Friends, Lake Forest Open Lands, volunteers, staff, and contractors have launched a major restoration initiative at Shaw, including the woods, savanna, wetland, and prairie. The blighted result visible below was revealed by Open Lands' contractor work with mighty machines:
This large piece in the center of the Nature Preserve (between Shaw Woods and Shaw Prairie) had its brush cut last winter. Long ago, this was prairie, marsh, and savanna. Ditching and brush had eliminated the natural ecosystem nearly entirely. To use medical metaphor, this was major surgery. Our challenge now is to prevent this land from falling to the invasives. A battle awaits.

In the areas below, brush was removed many years ago, but today it's essentially "all weeds." We try to avoid this by sowing the right seed to facilitate recovery of biodiversity:
Indeed, so that today's volunteer team could get in here, the week before (not seen here) the regular ever-so-dedicated Friends volunteers cut out great quantities of prickly briars. We pulled the scattered garlic mustard, especially from the highest-quality and most sensitive-to-trampling areas. Today is for big concentrations. Next week we'll do more detail and "quality control." 

About those briars: Are they natural? Emphatically yes and no. 

The word briars applies to native and alien species of dewberries, raspberries, blackberries, and other prickly, shrubby fruits. They taste good and play important roles in shrubland ecosystems. But the ones that tend to fill recently cleared area are impediments to recovery of classic open woods or open prairie.
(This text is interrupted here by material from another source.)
PR #33, opened 2017-01-17
Prototype for cgp_parent_data_write

gsjaardema:
A first shot at an implementation for cgp_parent_data_write. It works in the testing I have done on my local project, but not sure if the "style" is correct. It currently uses an MPI_Allreduce call to determine the total size of the ParentElements and ParentElementsPosition nodes which are created during the function. It might be cleaner to have two functions -- one to create the nodes and one to write the data to the nodes, but this implementation follows the behavior of the serial version.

From the perspective of biodiversity conservation, the vast beds of trillium-and-little-else are also ambiguous at best. In the seminal Vegetation of Wisconsin, John T. Curtis describes concentrations of these great white trilliums as a near-terminal stage of what happens to an oak woods as it becomes too dark for most of its flora. (And, though the botanist Curtis didn't say so, the darkening also gradually wipes out the associated invertebrates, other animals, fungi, etc.). Our strategies seek to maintain large numbers of trilliums as the richness of other species returns as well.

In the photo below, another wrinkle. Notice all those stems that stand alone:
At least seven stems have been chewed off by the deer. In some woods, the trilliums have been wiped out by too many mouths. The existing programs to control deer numbers are good and deserve to be supported.

Here a deer exclusion cage will protect the trilliums inside. We'll be able to compare inside and outside from year to year. 
 
As we stewards head into very different summer work, as we often do, we take a bit of time to study what today's ecosystem tells us about needs for next fall and winter. 
Here the trilliums gradually fade out, and the brush shade deepens, and no quality plants survive.

Here, even right next to the trail, a rich turf stops abruptly, as brush and piled logs take over. There will be plenty of accomplishment begging for our attention when the cold returns. 

Here some of us are getting ready to pose - twenty-one of the great souls who did today's work.

Here, some of us are posing. We have great will and intention, to change the world, for the better in this case. 

Everyone is invited to join in this great work (and quickly learn to be a leader, if you'd like, as more leaders are what the ecosystem needs most.) After love, that is.